*Exercise brief*
In the entries below, filter for the word "github" and copy every matching line.

*Available data*
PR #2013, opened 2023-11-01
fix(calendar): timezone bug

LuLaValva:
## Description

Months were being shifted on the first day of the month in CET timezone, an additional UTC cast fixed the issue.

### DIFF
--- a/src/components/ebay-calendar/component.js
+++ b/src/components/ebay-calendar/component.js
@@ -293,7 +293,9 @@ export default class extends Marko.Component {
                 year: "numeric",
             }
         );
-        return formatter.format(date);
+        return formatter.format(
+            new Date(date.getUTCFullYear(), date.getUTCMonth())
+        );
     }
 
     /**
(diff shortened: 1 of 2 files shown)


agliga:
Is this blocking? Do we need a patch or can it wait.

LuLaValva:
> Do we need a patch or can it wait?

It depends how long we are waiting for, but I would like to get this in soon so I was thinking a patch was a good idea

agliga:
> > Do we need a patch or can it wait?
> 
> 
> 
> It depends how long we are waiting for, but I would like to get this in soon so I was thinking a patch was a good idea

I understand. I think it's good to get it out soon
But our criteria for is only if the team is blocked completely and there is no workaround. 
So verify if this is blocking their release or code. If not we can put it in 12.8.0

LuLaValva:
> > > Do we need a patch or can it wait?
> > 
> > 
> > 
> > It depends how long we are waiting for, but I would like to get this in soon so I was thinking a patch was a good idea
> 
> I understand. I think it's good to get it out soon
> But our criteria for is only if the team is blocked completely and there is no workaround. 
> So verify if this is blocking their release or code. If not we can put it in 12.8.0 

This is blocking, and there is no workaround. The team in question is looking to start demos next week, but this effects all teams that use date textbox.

...

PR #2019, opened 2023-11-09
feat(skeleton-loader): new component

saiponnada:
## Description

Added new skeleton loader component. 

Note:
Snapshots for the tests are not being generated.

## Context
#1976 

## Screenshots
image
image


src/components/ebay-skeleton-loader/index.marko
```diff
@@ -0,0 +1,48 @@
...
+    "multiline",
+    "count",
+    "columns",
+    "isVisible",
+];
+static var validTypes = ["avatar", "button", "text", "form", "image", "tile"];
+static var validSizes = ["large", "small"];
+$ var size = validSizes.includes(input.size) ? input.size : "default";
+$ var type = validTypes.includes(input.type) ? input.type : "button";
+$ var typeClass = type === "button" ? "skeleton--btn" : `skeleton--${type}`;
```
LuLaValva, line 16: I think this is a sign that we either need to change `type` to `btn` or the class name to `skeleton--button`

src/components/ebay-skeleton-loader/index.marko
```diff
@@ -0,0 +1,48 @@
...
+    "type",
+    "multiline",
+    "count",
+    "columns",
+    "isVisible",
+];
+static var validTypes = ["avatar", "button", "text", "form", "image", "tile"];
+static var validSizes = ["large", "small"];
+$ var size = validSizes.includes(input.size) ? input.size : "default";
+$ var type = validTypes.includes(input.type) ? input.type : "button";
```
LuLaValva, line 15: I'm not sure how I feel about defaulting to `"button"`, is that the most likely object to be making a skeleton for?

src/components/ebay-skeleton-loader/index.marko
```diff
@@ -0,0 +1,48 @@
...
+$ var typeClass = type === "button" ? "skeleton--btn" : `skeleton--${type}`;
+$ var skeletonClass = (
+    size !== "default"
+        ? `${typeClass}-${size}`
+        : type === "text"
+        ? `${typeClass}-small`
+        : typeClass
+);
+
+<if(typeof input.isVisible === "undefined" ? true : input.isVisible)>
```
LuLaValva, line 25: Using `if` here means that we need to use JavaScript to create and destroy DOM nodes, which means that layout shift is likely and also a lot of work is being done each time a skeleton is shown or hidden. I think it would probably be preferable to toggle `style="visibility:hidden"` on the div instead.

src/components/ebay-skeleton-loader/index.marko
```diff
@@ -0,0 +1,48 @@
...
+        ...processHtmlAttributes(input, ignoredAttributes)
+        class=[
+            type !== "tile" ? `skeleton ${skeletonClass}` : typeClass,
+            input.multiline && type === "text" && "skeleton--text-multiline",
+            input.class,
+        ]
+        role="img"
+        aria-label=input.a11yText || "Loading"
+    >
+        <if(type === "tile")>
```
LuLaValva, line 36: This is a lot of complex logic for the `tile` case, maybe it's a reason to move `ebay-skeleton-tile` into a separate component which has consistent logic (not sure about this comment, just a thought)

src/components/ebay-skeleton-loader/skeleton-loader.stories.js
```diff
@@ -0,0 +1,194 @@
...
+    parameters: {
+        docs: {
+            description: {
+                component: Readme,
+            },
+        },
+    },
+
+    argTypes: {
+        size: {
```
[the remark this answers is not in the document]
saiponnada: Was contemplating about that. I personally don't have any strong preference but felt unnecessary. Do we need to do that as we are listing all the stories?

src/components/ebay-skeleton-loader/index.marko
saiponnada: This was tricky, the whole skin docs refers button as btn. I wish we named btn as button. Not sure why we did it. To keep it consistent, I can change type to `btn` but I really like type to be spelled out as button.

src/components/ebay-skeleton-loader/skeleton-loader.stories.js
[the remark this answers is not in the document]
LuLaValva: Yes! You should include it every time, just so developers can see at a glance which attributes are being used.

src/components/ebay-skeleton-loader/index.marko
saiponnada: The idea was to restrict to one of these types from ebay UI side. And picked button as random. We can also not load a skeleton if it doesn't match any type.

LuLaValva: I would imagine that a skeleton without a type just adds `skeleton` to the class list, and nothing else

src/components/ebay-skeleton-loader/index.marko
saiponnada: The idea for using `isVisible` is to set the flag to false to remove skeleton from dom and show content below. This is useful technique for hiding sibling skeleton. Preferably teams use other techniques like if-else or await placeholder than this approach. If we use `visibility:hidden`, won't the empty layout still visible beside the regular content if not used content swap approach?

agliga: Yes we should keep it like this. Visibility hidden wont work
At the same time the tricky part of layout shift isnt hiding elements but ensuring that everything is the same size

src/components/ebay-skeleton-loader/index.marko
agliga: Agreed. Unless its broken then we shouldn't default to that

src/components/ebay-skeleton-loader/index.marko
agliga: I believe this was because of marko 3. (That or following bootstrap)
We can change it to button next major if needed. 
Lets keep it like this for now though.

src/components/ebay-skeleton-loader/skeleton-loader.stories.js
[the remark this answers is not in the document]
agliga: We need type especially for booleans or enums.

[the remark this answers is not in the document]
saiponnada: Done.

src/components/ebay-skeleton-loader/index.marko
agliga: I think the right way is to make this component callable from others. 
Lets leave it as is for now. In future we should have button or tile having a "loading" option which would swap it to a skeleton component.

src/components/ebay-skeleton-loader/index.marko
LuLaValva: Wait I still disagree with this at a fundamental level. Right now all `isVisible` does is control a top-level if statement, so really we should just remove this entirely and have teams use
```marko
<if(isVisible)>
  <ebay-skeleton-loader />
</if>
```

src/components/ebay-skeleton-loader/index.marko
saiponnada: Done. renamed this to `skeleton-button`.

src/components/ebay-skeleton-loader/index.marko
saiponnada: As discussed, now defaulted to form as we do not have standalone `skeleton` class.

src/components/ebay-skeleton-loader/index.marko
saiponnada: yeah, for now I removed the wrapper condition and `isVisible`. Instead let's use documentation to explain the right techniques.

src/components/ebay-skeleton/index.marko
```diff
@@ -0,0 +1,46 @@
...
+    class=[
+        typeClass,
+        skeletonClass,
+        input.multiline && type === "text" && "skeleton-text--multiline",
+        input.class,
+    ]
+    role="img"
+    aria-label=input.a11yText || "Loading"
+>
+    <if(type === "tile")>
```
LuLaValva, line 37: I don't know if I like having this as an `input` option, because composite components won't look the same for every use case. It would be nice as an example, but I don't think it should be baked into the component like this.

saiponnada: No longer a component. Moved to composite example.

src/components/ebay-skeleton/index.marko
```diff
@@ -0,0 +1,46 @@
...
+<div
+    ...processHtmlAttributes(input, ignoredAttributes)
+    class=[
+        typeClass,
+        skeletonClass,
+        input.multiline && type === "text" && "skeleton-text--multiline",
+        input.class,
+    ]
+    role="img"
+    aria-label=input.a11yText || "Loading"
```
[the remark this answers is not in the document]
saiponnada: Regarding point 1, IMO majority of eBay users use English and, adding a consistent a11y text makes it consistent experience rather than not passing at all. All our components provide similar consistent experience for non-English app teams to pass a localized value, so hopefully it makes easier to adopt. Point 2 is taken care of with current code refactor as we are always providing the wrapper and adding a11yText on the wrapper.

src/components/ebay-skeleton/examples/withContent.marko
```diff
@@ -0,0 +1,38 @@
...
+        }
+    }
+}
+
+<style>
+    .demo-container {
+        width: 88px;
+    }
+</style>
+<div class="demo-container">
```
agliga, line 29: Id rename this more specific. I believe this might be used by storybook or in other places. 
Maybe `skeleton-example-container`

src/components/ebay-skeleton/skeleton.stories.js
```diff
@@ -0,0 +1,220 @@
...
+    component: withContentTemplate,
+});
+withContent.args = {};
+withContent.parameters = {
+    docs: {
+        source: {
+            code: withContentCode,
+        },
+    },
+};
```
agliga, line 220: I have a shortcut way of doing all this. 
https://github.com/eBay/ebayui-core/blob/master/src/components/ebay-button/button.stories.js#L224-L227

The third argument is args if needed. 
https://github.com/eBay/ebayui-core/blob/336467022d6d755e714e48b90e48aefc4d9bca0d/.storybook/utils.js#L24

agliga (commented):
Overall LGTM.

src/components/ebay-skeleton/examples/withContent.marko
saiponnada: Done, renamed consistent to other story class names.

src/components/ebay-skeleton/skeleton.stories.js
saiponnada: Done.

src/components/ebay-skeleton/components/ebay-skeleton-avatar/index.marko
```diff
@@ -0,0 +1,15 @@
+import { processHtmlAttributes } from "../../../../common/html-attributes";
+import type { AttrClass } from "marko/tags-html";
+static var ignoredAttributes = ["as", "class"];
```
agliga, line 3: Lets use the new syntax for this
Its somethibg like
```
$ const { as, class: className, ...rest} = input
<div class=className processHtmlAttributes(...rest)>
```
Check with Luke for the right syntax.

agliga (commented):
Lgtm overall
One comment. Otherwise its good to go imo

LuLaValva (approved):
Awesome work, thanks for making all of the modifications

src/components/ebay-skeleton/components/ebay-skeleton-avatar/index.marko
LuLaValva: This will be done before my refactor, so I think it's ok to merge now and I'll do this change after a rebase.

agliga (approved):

*Final answer*
https://github.com/eBay/ebayui-core/blob/master/src/components/ebay-button/button.stories.js#L224-L227
https://github.com/eBay/ebayui-core/blob/336467022d6d755e714e48b90e48aefc4d9bca0d/.storybook/utils.js#L24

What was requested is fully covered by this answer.